Stored items
+-------+
PR #41, opened 2016-11-18
Bugfix and tests for ucb.directory

matthew-mcallister:
This corrects `signatories_for_group` to get names using `name_by_calnet_uid`, fixing a bug with the new version of ldap3, and adds tests for the functions in `ucb.directory`.

I would like to test `ucb.groups` as well, but those will likely be flakier if we want to actually query CalLink.

### DIFF
--- a/ocflib/ucb/directory.py
+++ b/ocflib/ucb/directory.py
@@ -34,7 +34,7 @@ def name_by_calnet_uid(uid):
         if given_name and sn:
             return '{} {}'.format(given_name, sn)
     else:
-        return names.get('displayName', None)
+        return names.get('displayName')
 
 
 def calnet_uids_by_name(name):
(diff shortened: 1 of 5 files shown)


ocflib/ucb/directory.py
```diff
@@ -33,11 +33,8 @@ def get_longest_string(strs):
 
         if given_name and sn:
             return '{} {}'.format(given_name, sn)
-    elif 'displayName' in names:
-        display_name = get_longest_string(names['displayName'])
-
-        if display_name:
-            return display_name
+    else:
+        return names.get('displayName', None)
```
chriskuehl: `None` is the default

tests/conftest.py
```diff
@@ -10,6 +10,15 @@
 import pytest
 
 
+# To test functions that query UCB LDAP for people, we simply pick
+# someone who has a few years before graduating and use their name and
+# CalNet UID. Alumni eventually get kicked out of the university's
+# "People" OU, so these constants have to be updated every few years
+# after the aforementioned party has graduated.
+TEST_PERSON_CALNET_UID = 1101587
+TEST_PERSON_NAME = 'Jason Perrin'
```
chriskuehl: jvperrin can never graduate now

PR #45, opened 2017-01-13
Add Jenkinsfile

jvperrin:
This adds a Jenkinsfile for this repo, pretty much the same as the [one in pam_trimspaces](https://github.com/ocf/pam_trimspaces/blob/master/Jenkinsfile).


jvperrin:
This also need to have triggers for create, ocfweb, etc, but those also still need to be added to other Jenkinsfiles in other repos, so I figured adding them all at once would be best there.

Jenkinsfile
```diff
@@ -0,0 +1,71 @@
...
+            sh "make package_${dist}"
+            sh "mv dist dist_${dist}"
+            archiveArtifacts artifacts: "dist_${dist}/*"
+        }
+
+        stash 'src'
+    }
+
+    if (env.BRANCH_NAME == 'master') {
+        stage name: "upload-${dist}"
```
chriskuehl: i think the new way to do this is like

```groovy
stage("upload-${dist}") {
    build job: 'upload-changes', parameters: [
         [$class: 'StringParameterValue', name: 'path_to_changes', value: "dist_${dist}/*.changes"],
         [$class: 'StringParameterValue', name: 'dist', value: dist],
         [$class: 'StringParameterValue', name: 'job', value: env.JOB_NAME.replace('/', '/job/')],
         [$class: 'StringParameterValue', name: 'job_build_number', value: env.BUILD_NUMBER],
    ]
}
```

but this is ok for now

Jenkinsfile
```diff
@@ -0,0 +1,71 @@
...
+        dir('src') {
+            checkout scm
+        }
+    }
+
+    withCredentials([[
+        $class: 'StringBinding',
+        credentialsId: 'coveralls_token',
+        variable: 'COVERALLS_REPO_TOKEN'
+    ]]) {
```
chriskuehl: neat

Jenkinsfile
jvperrin: Alright, sounds good, this would be good to do across all the Jenkinsfiles if that's the new way of doing things.

PR #47, opened 2017-01-24
staff_in_lab_count

tahabi:
with reference to https://github.com/ocf/labstats/pull/2

### DIFF
--- a/ocflib/lab/stats.py
+++ b/ocflib/lab/stats.py
@@ -68,9 +68,8 @@ def staff_in_lab():
 
 def staff_in_lab_count():
     """Return the count of unique staff in the lab"""
-    # thank SO: http://stackoverflow.com/questions/10024646/how-to-get-unique-list-using-a-key-word-python
-    seen = set()
-    return len([seen.add(staff.user) or staff for staff in staff_in_lab() if staff.user not in seen])
+    # thank based ckuehl https://github.com/ocf/ocflib/pull/47#discussion_r97914296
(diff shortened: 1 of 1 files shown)


ocflib/lab/stats.py
```diff
@@ -66,6 +66,13 @@ def staff_in_lab():
         return [Session.from_row(r) for r in c]
 
 
+def staff_in_lab_count():
+    """Return the count of unique staff in the lab"""
+    # thank SO: http://stackoverflow.com/questions/10024646/how-to-get-unique-list-using-a-key-word-python
+    seen = set()
+    return len([seen.add(staff.user) or staff for staff in staff_in_lab() if staff.user not in seen])
```
chriskuehl: this is insane, please don't commit this

can't you just write `return len({session.user for session in staff_in_lab()})`?

tahabi: lol that is a much better solution

ocflib/lab/stats.py
```diff
@@ -66,6 +66,12 @@ def staff_in_lab():
         return [Session.from_row(r) for r in c]
 
 
+def staff_in_lab_count():
+    """Return the count of unique staff in the lab"""
+    # thank based ckuehl https://github.com/ocf/ocflib/pull/47#discussion_r97914296
```
kpengboy: I would say the comment would be superfluous in the long run...

tahabi: one must atone for one's sins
+-------+
Task directions
Wherever the word "value" appears in the data, return the whole line.

Answer to this exercise
         [$class: 'StringParameterValue', name: 'path_to_changes', value: "dist_${dist}/*.changes"],
         [$class: 'StringParameterValue', name: 'dist', value: dist],
         [$class: 'StringParameterValue', name: 'job', value: env.JOB_NAME.replace('/', '/job/')],
         [$class: 'StringParameterValue', name: 'job_build_number', value: env.BUILD_NUMBER],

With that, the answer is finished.